Each school had about 25 bilingual first-graders when the school year started.  As a guideline, the School Committee has said first-grade classes should not exceed 24 students.

"The classes even to start the year were definitely at a maximum," McGilvray-Rivet said.  "Once we got more students, then we really had to do something about it."

In healthy economic times, school districts might begin the year with smaller classes in anticipation of new enrollment.

"The financial situation has been so tight that we've had to plan for the number of students that we have," McGilvray-Rivet said.  "We have to react after the fact."

She said the immigrant population in the second grade is also creeping higher at the two schools -- 27 at Wilson and 26 at Potter Road.  And the high school has added between 20 and 25 immigrant students since the end of the last school year.
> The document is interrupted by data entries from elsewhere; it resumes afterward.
PR #3942, opened 2015-05-31
Plugins: git - be less verbose with commits

KhasMek:
Remove the -v flag by default with the standard aliases gc, gc!, gca, and gca!, while adding new aliases for those that choose to put the entire diffs in their commit message.

IMHO, and from my understanding of the creators of git and many others - showing a full diff in the commit message not only completely breaks the acceptable/expected format of _good_ commit messages, but is also completely redundant and unnecessary. (If you have access to the commit message, more than likely you can access the diff of the commit via a multitude of other methods (CLI tools, GUI tools, web interfaces in a much nicer looking format.)

Am I missing some vital logic behind the reasoning to showing the entire diff in a commit message???


mcornella:
I like it better showing the diff, for the main reason that sometimes I don't know what I'm commiting and stare at the blank line thinking. If I have the diff right there I can quickly see what the changes are. But this PR allows both to coexist, so if there's support for the non-verbose option I'll happily change my workflow to use the `gcv` variants.

If it helps understanding, here's an example of what I see when I verbosely commit:
```diff
    
  
# Please enter the commit message for your changes. Lines starting
# with '#' will be ignored, and an empty message aborts the commit.
# On branch master
# Your branch is up-to-date with 'origin/master'.
#
# Changes to be committed:
#       modified:   nanorc
#
# ------------------------ >8 ------------------------
# Do not touch the line above.
# Everything below will be removed.
diff --git a/nanorc b/nanorc
index d4c20ae..dce00da 100644
--- a/nanorc
+++ b/nanorc
@@ -1,4 +1,4 @@
-include ~/.nano/syntax/ALL.nanorc
+#include ~/.nano/syntax/ALL.nanorc

 set autoindent
 set const
```

KhasMek:
Sounds good. I'll rebase off of the #2790 and update.

blueyed:
@KhasMek the diff is commented in the commit message - it does not get added to the message itself.

mcornella:
Yeah that's exactly right. I overlooked that part of your description.
For completeness, the equivalent commit of my example above is the following:
```diff
commit b134751b654a70d5d7d0deffa8d8147f7e92c160
Author: Marc Cornellà <marc.cornella@live.com>
Date:   Fri Jun 5 18:28:42 2015 +0200

    Disable nano syntax highlight, for now.

diff --git a/nanorc b/nanorc
index d4c20ae..dce00da 100644
--- a/nanorc
+++ b/nanorc
@@ -1,4 +1,4 @@
-include ~/.nano/syntax/ALL.nanorc
+#include ~/.nano/syntax/ALL.nanorc
 
 set autoindent
 set const
```
You can see that the message doesn't contain the diff. 
Also, this is shown above the diff when doing `git commit -v`:
```diff
# ------------------------ >8 ------------------------
# Do not touch the line above.
# Everything below will be removed.
```

KhasMek:
That certainly is the way it's _supposed_ to function. However, I have noticed several occasions where git freaks out and adds the diff, even though it's below that line. Most recently was when working with a lot of markdown. I'm assuming it's actually a bug in git and need to check their bug tracker as well to see if anything has been filed about it. Seems like it's usually from diffs that show a lot of comments in shell scripts or any other large use of #'s in a commit. You can see one example [here](https://github.com/KhasMek/omz-wiki/commit/da94830c93c9f32f428f3097e4d85e4bc4c858f2).

mcornella:
Hmmm that's quite weird yes. Thanks for providing such a clear sample. Anyway, go ahead with the PR and let's see if more people have the same problem.

blueyed:
I can see that huge diffs might be bad/unnecessary sometimes.

Apart from that it still seems like a misunderstanding.

By default, only comments are being removed from the commit message, not
everything after the scissors line.

See the help for `git commit --cleanup`.  The default appears to be "strip":

    --cleanup=<mode>
        This option determines how the supplied commit message should be
        cleaned up before committing. The <mode> can be strip, whitespace,
        verbatim, scissors or default.

        strip
            Strip leading and trailing empty lines, trailing whitespace, and
            #commentary and collapse consecutive empty lines.

        whitespace
            Same as strip except #commentary is not removed.

        verbatim
            Do not change the message at all.

        scissors
            Same as whitespace, except that everything from (and including)
            the line "# ------------------------ >8 ------------------------"
            is truncated if the message is to be edited. "#" can be customized
            with core.commentChar.

        default
            Same as strip if the message is to be edited. Otherwise
            whitespace.

        The default can be changed by the commit.cleanup configuration
        variable (see git-config(1)).

blueyed:
Given that `-v` would be removed, which I am not in favour of, it's probably not worth it to "duplicate" them with a `-v` variant.  You do not save much by `gcv` instead of `gc -v`, and when you use it regularly, change it in your fork/customization instead (for `gc`).

ncanceill:
Thanks guys for contributing once more ;-)

The puzzle here is that there are many Git versions and configurations that can happen in the wild. @KhasMek mentioned that Git might still include the diff from the verbose message.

Leaders of local and state immigrant advocacy groups said they have seen no evidence of a surge in immigrants from Brazil.

"I've been hearing of people moving out more than moving in," said Ilma Paixao, president of the Brazilian American Association in Framingham.

Ali Noorani, the executive director of the Massachusetts Immigrant and Refugee Advocacy Coalition, said the students might be from families who are not new to the area and only now decided to enroll their children.

"It would be kind of surprising that there's a sudden influx," he said.  "I would venture that these are families coming of age."

McGilvray-Rivet said she knows the students are from new families because the school district gathers residency data and information about students previous schooling before they are enrolled.

Assistant Superintendent Walter McClennen is scheduled to present a detailed report on class sizes to the School Committee on Jan. 10.

"We do have an increase in the Brazilian population coming into the schools," he said.  "That's something we're watching."